Inanna returns to earth in search of someone to substitute for her. All the way to the palace, her people weep and mourn her absence and the earth has begun to decay. All except her husband Dumuzi who sits on her throne dressed as a king and playing the flute. When Inanna sees this, she chooses Dumuzi to live in the Underworld as his punishment, but his compassionate sister volunteers to serve his sentence for six months of every year. Inanna is moved by this gesture of true love and compassion, and so brother and sister serve equally. In this way, the cycle of life begins again each spring when Dumuzi returns to join Inanna, the king and queen wedded to the earth. Inanna has united in herself the upper and lower worlds. Her power and wisdom are greater than ever. She is magnificent.
Notes for Discussion:
- Inanna has lived in the upper world, in the light. She hears the call from her sister who is held in darkness in the Underworld. What do you think inspired her to respond to the call to confront her own darkness?
- She prepares with all her material worldly possessions but they are no good to her in her inner work and world. She must leave them all behind. How does this “stripping” relate to the outer and inner worlds?
- To accomplish her initiation, she must die to her separate self and be united with her ‘sister’, her dark side. She must incorporate her own darkness, her denied feelings, her shadow side. How does Erishkagal represent these hidden characteristics?
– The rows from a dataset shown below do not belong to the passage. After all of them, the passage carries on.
PR #860, opened 2025-12-27
Bump `rand_core` to v0.10.0-rc-3

tarcieri:
Most of the changes in this PR are actually from the associated `rand` crate updates which are happening in rust-random/rand#1697, notably `OsRng` has been renamed to `SysRng` (and is now provided by the `getrandom` crate).

We do use some `rand_core` APIs in a few places though, like the STROBE implementation, where this migrates from `rand_core::le` to `rand_core::utils`.

### DIFF
--- a/Cargo.toml
+++ b/Cargo.toml
@@ -14,3 +14,7 @@ opt-level = 2
 curve25519-dalek-derive = { path = "./curve25519-dalek-derive" }
 curve25519-dalek = { path = "./curve25519-dalek" }
 x25519-dalek = { path = "./x25519-dalek" }
+
+# https://github.com/rust-random/rand/pull/1697
+rand = { git = "https://github.com/rust-random/rand", rev = "99ae06fb348e5c5fee0fe41d2201bd4cbb107635" }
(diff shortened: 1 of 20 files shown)


Cargo.toml
```diff
@@ -14,3 +14,7 @@ opt-level = 2
 curve25519-dalek-derive = { path = "./curve25519-dalek-derive" }
 curve25519-dalek = { path = "./curve25519-dalek" }
 x25519-dalek = { path = "./x25519-dalek" }
+
+# https://github.com/rust-random/rand/pull/1697
+rand = { git = "https://github.com/rust-random/rand", rev = "99ae06fb348e5c5fee0fe41d2201bd4cbb107635" }
+getrandom = { git = "https://github.com/rust-random/getrandom.git", rev = "f67c70110f706f80d7dd6fa52e38d0920754fe2c" }
```
tarcieri, line 20: Could go either way on waiting for these to be merged. Right now the build is broken on `main`, so I feel like getting it fixed would probably be for the best, even if we temporarily have some patches to do it.

rozbb: Agree

rozbb (approved):
Thank you for catching this!

pinkforest:
Needs a release still, getting some conflicts (through aead's) between pinned rc's.

PR #863, opened 2026-01-03
curve,ed,x: Bump prerelease version to fix build

rozbb:


curve25519-dalek/CHANGELOG.md
```diff
@@ -5,10 +5,16 @@ major series.
...
+
+* Add allocation-free `EdwardsPoint::compress_batch()`
+* Perf: Use maximum available NAF window size in `VartimePrecomputedStraus`
+* Upgrade `rand_core` dependency to v0.10.0-rc-3
+
 ## 5.0.0-pre.3
 
 * Add Lizard bytes-to-point injection for Ristretto. Gated under `lizard` feature.
-* Upgrade `rand_core` to v0.10.0-rc-2
+* Upgrade `rand_core` dependency to v0.10.0-rc-2
```
tarcieri, line 17: Hmm, guess we can leave notes for each prerelease like this but I think for a final release we should boil them all down to just the v5.0.0 release

tarcieri (approved):

curve25519-dalek/CHANGELOG.md
rozbb: Agreed, that was my plan

Issue #758, opened 2025-05-26
AVX-512 support on `stable`


tarcieri:
Per #757, `avx512_target_feature` will soon be stable on Rust 1.89. See also FCP for AVX-512 support: https://github.com/rust-lang/rust/issues/111137#issuecomment-2888077126

Given that, it will soon be possible to support AVX-512 on `stable` rather than as a `nightly`-only feature. With the target feature stable, any unstable intrinsics can be worked around by using inline ASM, which can be implemented in the form of "polyfills" which look identical to the unstable intrinsics. Though hopefully when that FCP completes, the relevant intrinsics will be stable soon after.

Issue #853, opened 2025-11-30
Snapshot cfg permutations from simd backends


pinkforest:
Currently we assume through Github CI that all the various cfg-permutations get touched and tested at some level.

This despite that github does not guarantee either what target arch / cpu features are available.

Wondering first if it would be feasible to check the codegen from these intrinistics so it stays as the expected / previously recorded / tested.

Secondly I would generally scan all the cfg-gates and maybe run some type of sanity / validation that the stuff under gets covered in the CI test-matrix.

This would catch any toolchain / build configurations where e.g. some bug deep down gets triggered only through some build gating and where the said code was not covered / tested etc.

ref: https://github.com/cryspen/libcrux/issues/1255 (there was a bug hidden through a specific target_feature)

Issue #744, opened 2025-04-24
derive: get rid of #[unsafe_target_feature]?


tarcieri:
Coming from #743 

It seems the main use of `unsafe_target_feature` is to support applying the `target_feature` attribute to safe functions.

This is now supported by stable rustc as of Rust 1.86, so is `unsafe_target_feature` even still needed?

PR #866, opened 2026-01-09
support avx512 without nightly

Slixe:
Remove the requirements of nightly for AVX512 in `build.rs` & `#[cfg]`

Solve #758

### DIFF
--- a/.github/workflows/curve25519-dalek.yml
+++ b/.github/workflows/curve25519-dalek.yml
@@ -130,7 +130,7 @@ jobs:
       run: cargo test --no-default-features --features alloc,precomputed-tables,zeroize,group-bits --target x86_64-unknown-linux-gnu
 
   msrv:
-    name: Current MSRV is 1.85.0
+    name: Current MSRV is 1.89.0
     runs-on: ubuntu-latest
     steps:
     - uses: actions/checkout@v3
@@ -139,7 +139,7 @@ jobs:
     - run: cargo update -Z minimal-versions
     # Now check that `cargo build` works with respect to the oldest possible
     # deps and the stated MSRV
-    - uses: dtolnay/rust-toolchain@1.85.0
+    - uses: dtolnay/rust-toolchain@1.89.0
     - run: cargo build --no-default-features --features serde
     # Also make sure the AVX2 build works
     - run: cargo build --target x86_64-unknown-linux-gnu
--- a/.github/workflows/curve25519-dalek.yml
+++ b/.github/workflows/curve25519-dalek.yml
@@ -130,7 +130,7 @@ jobs:
       run: cargo test --no-default-features --features alloc,precomputed-tables,zeroize,group-bits --target x86_64-unknown-linux-gnu
 
   msrv:
-    name: Current MSRV is 1.89.0
+    name: Current MSRV is 1.85.0
     runs-on: ubuntu-latest
     steps:
     - uses: actions/checkout@v3
@@ -139,7 +139,7 @@ jobs:
     - run: cargo update -Z minimal-versions
     # Now check that `cargo build` works with respect to the oldest possible
     # deps and the stated MSRV
-    - uses: dtolnay/rust-toolchain@1.89.0
+    - uses: dtolnay/rust-toolchain@1.85.0
     - run: cargo build --no-default-features --features serde
     # Also make sure the AVX2 build works
     - run: cargo build --target x86_64-unknown-linux-gnu
--- a/.github/workflows/workspace.yml
+++ b/.github/workflows/workspace.yml
@@ -85,7 +85,7 @@ jobs:
     runs-on: ubuntu-latest
     steps:
     - uses: actions/checkout@v3
-    - uses: dtolnay/rust-toolchain@1.89.0
+    - uses: dtolnay/rust-toolchain@1.87.0
       with:
         components: clippy
     - run: cargo clippy --target x86_64-unknown-linux-gnu --all-features
--- a/.github/workflows/workspace.yml
+++ b/.github/workflows/workspace.yml
@@ -85,7 +85,7 @@ jobs:
     runs-on: ubuntu-latest
     steps:
     - uses: actions/checkout@v3
-    - uses: dtolnay/rust-toolchain@1.87.0
+    - uses: dtolnay/rust-toolchain@1.89.0
       with:
         components: clippy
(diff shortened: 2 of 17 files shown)


Slixe:
this would actually require to set 1.89 as MSRV.

tarcieri:
Ideally it'd be nice to get a release out with a 1.85 MSRV so it could get packaged on Debian stable.

@Slixe perhaps it could still require an explicit `cfg` opt-in, to avoid the MSRV bump?

We could then later bump MSRV in a point release and remove it.

Slixe:
@tarcieri could it work if we simply enable the auto detection for avx512 >= 1.89 only from `build.rs` ?

tarcieri:
Yeah, you could temporarily add rust version detection until we bump MSRV

tarcieri:
@Slixe seems like you can remove draft?

Slixe:
I'm still having an issue, I'm not sure how the `conditional` works.

```log
Compiling criterion v0.5.1        
warning: unexpected `cfg` condition value: `avx512ifma,avx512vl`      
  --> curve25519-dalek/src/backend/vector/scalar_mul/pippenger.rs:12:1
   |                                                                                             
12 | / #[curve25519_dalek_derive::unsafe_target_feature_specialize(
13 | |     "avx2",                
14 | |     conditional("avx512ifma,avx512vl", curve25519_dalek_backend = "avx512")
   | |_____________________________________^
   |                                                                                             
   = note: expected values for `target_feature` are: `10e60`, `2e3`, `32s`, `3e3r1`, `3e3r2`, `3e3r3`, `3e7`, `7e10`, `a`, `aclass`, `adx`, `aes`, `altivec`, `alu32`, `amx-avx512`, `amx-bf16`, `
amx-complex`, `amx-fp16`, `amx-fp8`, `amx-int8`, `amx-movrs`, `amx-tf32`, `amx-tile`, `amx-transpose`, `apxf`, `atomics`, `avx`, `avx10.1`, `avx10.2`, `avx2`, `avx512bf16`, `avx512bitalg`, `avx5
12bw`, `avx512cd`, and `avx512dq` and 429 more
   = note: using a cfg inside a attribute macro will use the cfgs from the destination crate and not the ones from the defining crate
   = help: try referring to `curve25519_dalek_derive::unsafe_target_feature_specialize` crate for guidance on how handle this unexpected cfg
   = help: the attribute macro `curve25519_dalek_derive::unsafe_target_feature_specialize` may come from an old version of the `curve25519_dalek_derive` crate, try updating your dependency with 
`cargo update -p curve25519_dalek_derive`   
   = note: see <https://doc.rust-lang.org/nightly/rustc/check-cfg/cargo-specifics.html> for more information about checking conditional configuration
   = note: requested on the command line with `-W unexpected-cfgs`
   = note: this warning originates in the attribute macro `curve25519_dalek_derive::unsafe_target_feature_specialize` (in Nightly builds, run with -Z macro-backtrace for more info)
                                                
```

rustc 1.91.1

EDIT: it seems `target_feature` support one by one only, and the macro don't split it correctly?

tarcieri:
I think we could probably completely get rid of `curve25519-dalek-derive`, although it might require a bump to Rust 1.86: https://github.com/dalek-cryptography/curve25519-dalek/issues/744

Slixe:
I believe this new commit should be good enough?
avx512 backend is only enabled if both features are available anyway.
and this prevent the bump of MSRV as you asked

Slixe:
@tarcieri the avx512 backend may be available & detected but won't work if the target features aren't included for compilation.

which option would you prefer?
- enables it in `build.rs` only when available


- in the code, add the requirement of target features along the actual avx512 backend check like here:
```rust
    #[cfg(curve25519_dalek_backend = "avx512")]
    Avx512ifma(
```

tarcieri:
@Slixe I'm not sure I quite understand the problem. If all the AVX-512 code is feature-gated with `#[cfg(curve25519_dalek_backend = "avx512")]`, then it shouldn't be an issue to declare `#[(unsafe_)target_feature("avx512*")]` immediately after that.

If the code isn't compiled with `#[cfg(curve25519_dalek_backend = "avx512")]`, then conditional compilation should ensure that none of that code is included.

`build.rs` can detect when the rustc version and target architecture are compatible and set `curve25519_dalek_backend = "avx512"` accordingly.

Then `cpufeatures` is already configured to use CPUID to detect if the features are enabled on the target CPU at runtime, I believe.

pinkforest:
There is no way to test this in CI. How / where does this get tested and who ensures it gets done if not in CI long run ?

Especially if this is default-on backend that should be tested in CI... ideally..

Even if the backend doesn't change the stuff around it just might and might be hard to catch errors there.

Or even how gating errors can lead to trouble e.g.:
- https://github.com/cryspen/libcrux/issues/1220

tarcieri:
I believe some of the GitHub Actions runners have AVX-512 support. If CPU feature detection is enabled, it should at least opportunistically test when the runner has support. Not a great answer, but it is what it is:

https://github.com/actions/runner/issues/1069

Otherwise they suggest setting up a self-hosted runner. Intel SDE is also an option, I believe.

pinkforest:
> I believe some of the GitHub Actions runners have AVX-512 support.

They used to have that with intel - which we relied on earlier - to but not anymore and they have no AMD AVX512 either.

As I suggested in libcrux, should probably maybe prehaps validate that we test all the gating gi matrix as well
- https://github.com/dalek-cryptography/curve25519-dalek/issues/853

Anyways I would not turn it on by default - not because the backend hasn't changed but more that the gating is quite involved easy to mess up and it's not the first time it has caused trouble elsewhere and we can't test it.

tarcieri:
This PR to add AVX-512 support to `chacha20` includes a CI config that uses Intel SDE as the runner: https://github.com/RustCrypto/stream-ciphers/pull/477/files#diff-4406b424fd59f8f997267f1955fac9159be3d9ba9cde8f6b6b8a53c528edcba9

nazar-pc:
@Slixe will you be able to finish this any time soon? I bet you can generate necessary CI testing configuration for AVX512 using an example with LLMs quite easily.

tarcieri:
FWIW @RustCrypto has an install action for Intel SDE here: http://github.com/RustCrypto/actions/blob/master/intel-sde-install/action.yaml

nazar-pc:
I opened https://github.com/dalek-cryptography/curve25519-dalek/pull/913 with a few more fixes and AVX512 CI testing added.

PR #882, opened 2026-02-10
perf(lizard): skip negative preimages in lizard_decode

GarmashAlex:
lizard_decode iterated over all 16 Elligator2 preimages (8 positive + 8 negative), but lizard_encode always produces a positive field element (LSB cleared). Negative preimages have LSB=1 and can never pass the tag check — the comparison is guaranteed to fail. The Go reference implementation (go-ristretto) correctly iterates only 8 times.
Limited the loop to the first 8 (positive) preimages, removing 8 wasted SHA-256 computations per decode call.


nzengi:
This PR's key observation (negative preimages can never pass TagCheck) is formally justified in PR #915, which adds a proof sketch to `lizard_decode` explaining why the bound is exactly **7 · 2^-125 < 2^-122** in the ROM.

The proof shows: any other positive preimage `fe[j]` with the same payload bytes[8..24] as the original UUID would be forced to equal `fe_uuid` by the tag check — contradiction. So only preimages with *distinct* payloads can reach the SHA256 comparison, and each independently fails with probability 1 - 2^-125. Union bound over the 7 remaining positive preimages gives the tight bound.

PR #915 also documents the algebraic identity `s0 · s1 = -1` in GF(p) for the first Jacobi quartic pair (derivable from the `to_jacobi_quartic_ristretto` source), which may be of independent interest.

rozbb:
Thank you for this, and sorry for taking so long. Just added some docs here and there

- She is aided on her journey by guides and mentors who understand the inner and outer worlds, her humble servant Ninshubur and her wise grandfather Enki, as well as the empathic creatures he sends. What are the feeling qualities that ultimately save Inanna, and how are they similar to the qualities in his sister that eventually save Dumuzi as well?
- Erishkagal mourns for her repressed feminine side, as if she has gone into labour, needing to be reborn. How is this labour reflective of the need for transformation?
- When Inanna is restored, she too must suffer some sacrifice. She must send someone she loves, some part of her former self that she is attached to, into darkness so she never forgets this aspect of her consciousness. How does Inanna’s sacrifice maintain the passage between the light and dark that is needed for wholeness?
- Dumuzi must also descend as a male and undergo the same initiation as Inanna. He must ‘go to hell’ so that he too may be made whole by finding his lost feminine. How is his compassionate sister reflective of Dumuzi’s own inner feminine?
- By sharing each year, the cycles of sun and moon, harvest and fallow seasons, dark and light, masculine and feminine, are sustained. The king and queen become true partners, wedded to each other, keeping the wasteland at bay. How is this story relevant today? What partnerships are needed to keep our wastelands at bay?